更新:我能够使所有内容都可以使用以下代码段:
<div id="form">
<form action="" method="post">
<table cellspacing="2" cellpadding="2" width="550">
<tr>
<th colspan="2">Add Shipping Address</th>
</tr>
<?php
if($error)
{
echo '<tr><td colspan="2">';
echo $error;
echo '</td></tr>';
}
?>
<tr>
<td align="right"><label for="fname">First Name</label></td>
<td><input type="text" name="fname" /></td>
</tr>
<tr>
<td align="right"><label for="lname">Last Name</label></td>
<td><input type="text" name="lname" /></td>
</tr>
<tr>
<td align="right"><label for="addr1">Address</label></td>
<td><input type="text" name="addr1" /></td>
</tr>
<tr>
<td align="right"><label for="addr2">Apt/Suite/Unit</label></td>
<td><input type="text" name="addr2" /></td>
</tr>
<tr>
<td align="right"><label for="city">City</label></td>
<td><input type="text" name="city" /></td>
</tr>
<tr>
<td align="right"><label for="cc">Country</label></td>
<td>
<select name="cc" id="country">
<option value="">Select One...</option>
<?php
$sql = $db->query('SELECT * FROM country');
if(is_object($sql) && $sql->num_rows > 0)
{
while($row = $sql->fetch_array())
{
echo '<option value="'.$row['id'].'">'.$row['cn'].'</option>';
}
}
?>
</select>
</td>
</tr>
<tr>
<td align="right"><label for="sp">State/Province</label></td>
<td><select name="sp" id="state"><option>Select One...</option></select></td>
</tr>
<tr>
<td align="right"><label for="pcode">Postal Code</label></td>
<td><input type="text" name="pcode" /></td>
</tr>
<tr>
<td align="right"><label for="active">Set Default</label></td>
<td><input type="checkbox" name="active" /></td>
</tr>
<tr>
<td colspan="2"><hr /></td>
</tr>
<tr>
<td colspan="2" align="center"><input type="submit" name="submit" value="Add Address" /></td>
</tr>
</table>
</form>
</div>
<script type="text/javascript">
$(document).ready(function(){
$("#country").change(function(){
var country_id = $(this).val();
if(country_id != ""){
$.ajax({
url:"get-states.php",
data: {c_id:country_id},
type:"POST",
success:function(response){
var resp = $.trim(response);
$("#state").html(resp);
}
});
} else {
$("#state").html("<option value=''>Select One...</option>");
}
});
});
</script>
<?php
require_once 'includes/functions.php';
if(isset($_POST['c_id']))
{
$sql = $db->query('SELECT * FROM states WHERE ccid = "'.$_POST['c_id'].'"');
if(is_object($sql) && $sql->num_rows > 0)
{
echo '<option value="">Select One...</option>';
while($row = $sql->fetch_array())
{
echo '<option value="'.$row['id'].'">'.$row['sname'].'</option>';
}
}
else
{
echo '<option value="">ERROR</option>';
}
}
else
{
redirect('./');
}
?>
我将所有状态/省份和国家转换为我的MySQL数据库中的条目,并且在上面的查询中,它现在起作用。我还必须手动将jquery.min.js文件下载到我的JS文件夹中才能使其实际工作,因为它不想读取远程文件。
问题可能与您的Ajax调用有关。您指定:
contentType:"application/json; charset-utf-8",
dataType:"json",
您正在从PHP页面发送回HTML。尝试一下。/echo/html/和其他编辑适用于jsfiddle。只需将您的旧值放回,更改数据类型并取出ContentType即可。
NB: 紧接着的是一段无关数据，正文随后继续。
PR #8077, opened 2019-08-14
Regex: let a regex be multiline by default, `m` means DOTALL

### LINKED ISSUE #8062: Scan should be multiline by default?
I wanted to search all lines that started with something ("foo"), I wrote this in Ruby: 

```ruby
string = "foo bar\nfoo baz"
p string.scan(/^foo/) # => ["foo", "foo"]
```

But in Crystal the above result is:

```crystal
[Regex::MatchData("foo")]
```

Ignoring the fact that Crystal returns a different type (which makes sense for Crystal), should `scan` always do a multiline lookup? It works the same as in Ruby if I do:

```ruby
string = "foo bar\nfoo baz"
p string.scan(/^foo/m) # note the m modifier
```

asterite:
Fixes #8062

It's more intuitive this way, and it's also closer to how Ruby works.

I renamed `Options` members to separate values from PCRE from the ones we expose to the user because they are slightly different. In particular `MULTILINE` and `PCRE_MULTILINE` have different values.

### DIFF
--- a/spec/std/regex_spec.cr
+++ b/spec/std/regex_spec.cr
@@ -13,7 +13,9 @@ describe "Regex" do
 
   it "does inspect" do
     /foo/.inspect.should eq("/foo/")
-    /foo/.inspect.should eq("/foo/")
+    /foo/i.inspect.should eq("/foo/i")
+    /foo/m.inspect.should eq("/foo/m")
+    /foo/x.inspect.should eq("/foo/x")
     /foo/imx.inspect.should eq("/foo/imx")
   end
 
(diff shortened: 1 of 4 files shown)


oprypin:
Why make `m` mean DOTALL if Ruby is the only one that does that?

ysbaddaden:
How to disable multiline?

oprypin:
`/(?-m)pattern/` 😂

asterite:
There's no way to disable multiline. But I never needed that in Ruby (nor heard of anyone needing it).

> Why make m mean DOTALL if Ruby is the only one that does that?

Maybe everyone else is wrong? :-)

I don't know, there's no need to merge this. I just find Ruby intuitive in this regard and I think we should behave in the same way, but if it's fine to have to stick `/m` from time to time then it's okay.

ysbaddaden:
Then we must be careful, just like in Ruby, when validating user input, like an email for example, where we often want `\A` and `\Z` instead of `^` and `$` which is a not-known-enough caveat of activerecord validations (since it's matching multiline, you can have a botched input like "foo@example.com\ninjected: header\n" and it would still match, because the first line is fine).

asterite:
I guess there's no need to take this route.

$("#cc").on("change",function(){
var selected = $(this).val();
$.ajax({
type:"POST",
url:"process-request.php",
data: { cc : selected },
dataType:"html",
async:false,
success: ccSuccess,
error: AjaxFailed
});
});
function ccSuccess(result)
{ alert(result);
$("#response").html(result);
}
function AjaxFailed(result)
{
$("#response").html("<p class='error'>Failed to Load State/Province Codes</p>");
}
尝试一下。
在PHP脚本中执行return json_encode($countryArr[$country])
。删除回声部分。
function ccSuccess(result)
{
alert(result);
var country = JSON.parse(result);
var html = "";
html += "<select name='sp'>";
for(var i =0; i < country.length; i++)
{
html +="<option value='"+ country[i] +"'>"+ country[i] +"</option>";
}
html += "</select>";
$("#response").html(html);
}
dataType:"json",
您需要删除此行,因为您不从process-request.php返回JSON,它只是返回HTML代码。